◆ What you will do ◆
When you respond, restate each record exactly as it is given.

◆ Given records ◆
* * * *

PR #1097, opened 2024-01-15
Add a nightly production backup that runs at 03:30

peteryates:
### Context

The process is copied from ECF's. It uses pg_dump and then uploads the resulting file to a storage account. Unlike ECF's which runs at 03:00 this runs at 03:30.

### DIFF
--- a/.github/actions/backup-and-upload-database/action.yml
+++ b/.github/actions/backup-and-upload-database/action.yml
@@ -1,0 +1,70 @@
+name: Backup and Upload production DB
+description: Backup production DB and upload to azure
+
+inputs:
+  azure-credentials:
+    description: Azure credentials
+    required: true
+
+runs:
+  using: composite
+
+  steps:
+    - name: Checkout code
+      uses: actions/checkout@v3
+
+    - name: Login
+      uses: azure/login@v1
+      with:
+        creds: ${{ inputs.azure-credentials }}
+
+    - name: Set AKS credentials
+      shell: bash
+      run: az aks get-credentials -g s189p01-tsc-pd-rg -n s189p01-tsc-production-aks
+
+    - name: Install kubectl
+      uses: azure/setup-kubectl@v3
+
+    - name: Install konduit
+      shell: bash
+      run: make install-konduit
+
+    - name: Backup database
+      shell: bash
+      run: |
+        bin/konduit.sh npq-registration-production-web -- pg_dump -E utf8 --compress=1 --clean --if-exists --no-privileges --no-owner --verbose -f backup-production.sql.gz
+
+    - name: Set connection string
+      shell: bash
+      run: |
+        STORAGE_CONN_STR=$(az storage account show-connection-string -g s189p01-cpdnpq-pd-rg -n s189p01cpdnpqdbbkppdsa --query 'connectionString')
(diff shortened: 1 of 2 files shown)


.github/actions/backup-and-upload-database/action.yml
```diff
@@ -0,0 +1,70 @@
...
+
+    - name: Backup database
+      shell: bash
+      run: |
+        bin/konduit.sh npq-registration-production-web -- pg_dump -E utf8 --compress=1 --clean --if-exists --no-privileges --no-owner --verbose -f backup-production.sql.gz
+
+    - name: Set connection string
+      shell: bash
+      run: |
+        STORAGE_CONN_STR=$(az storage account show-connection-string -g s189p01-cpdnpq-pd-rg -n s189p01cpdnpqdbbkppdsa --query 'connectionString')
```
peteryates, line 40: The storage account `s189p01cpdnpqdbbkppdsa` doesn't exist yet. @cwrw, did you just create this manually using Azure Portal in ECF?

* * * *

◆ Your response ◆
PR #1097, opened 2024-01-15
Add a nightly production backup that runs at 03:30

peteryates:
### Context

The process is copied from ECF's. It uses pg_dump and then uploads the resulting file to a storage account. Unlike ECF's which runs at 03:00 this runs at 03:30.

### DIFF
--- a/.github/actions/backup-and-upload-database/action.yml
+++ b/.github/actions/backup-and-upload-database/action.yml
@@ -1,0 +1,70 @@
+name: Backup and Upload production DB
+description: Backup production DB and upload to azure
+
+inputs:
+  azure-credentials:
+    description: Azure credentials
+    required: true
+
+runs:
+  using: composite
+
+  steps:
+    - name: Checkout code
+      uses: actions/checkout@v3
+
+    - name: Login
+      uses: azure/login@v1
+      with:
+        creds: ${{ inputs.azure-credentials }}
+
+    - name: Set AKS credentials
+      shell: bash
+      run: az aks get-credentials -g s189p01-tsc-pd-rg -n s189p01-tsc-production-aks
+
+    - name: Install kubectl
+      uses: azure/setup-kubectl@v3
+
+    - name: Install konduit
+      shell: bash
+      run: make install-konduit
+
+    - name: Backup database
+      shell: bash
+      run: |
+        bin/konduit.sh npq-registration-production-web -- pg_dump -E utf8 --compress=1 --clean --if-exists --no-privileges --no-owner --verbose -f backup-production.sql.gz
+
+    - name: Set connection string
+      shell: bash
+      run: |
+        STORAGE_CONN_STR=$(az storage account show-connection-string -g s189p01-cpdnpq-pd-rg -n s189p01cpdnpqdbbkppdsa --query 'connectionString')
(diff shortened: 1 of 2 files shown)


.github/actions/backup-and-upload-database/action.yml
```diff
@@ -0,0 +1,70 @@
...
+
+    - name: Backup database
+      shell: bash
+      run: |
+        bin/konduit.sh npq-registration-production-web -- pg_dump -E utf8 --compress=1 --clean --if-exists --no-privileges --no-owner --verbose -f backup-production.sql.gz
+
+    - name: Set connection string
+      shell: bash
+      run: |
+        STORAGE_CONN_STR=$(az storage account show-connection-string -g s189p01-cpdnpq-pd-rg -n s189p01cpdnpqdbbkppdsa --query 'connectionString')
```
peteryates, line 40: The storage account `s189p01cpdnpqdbbkppdsa` doesn't exist yet. @cwrw, did you just create this manually using Azure Portal in ECF?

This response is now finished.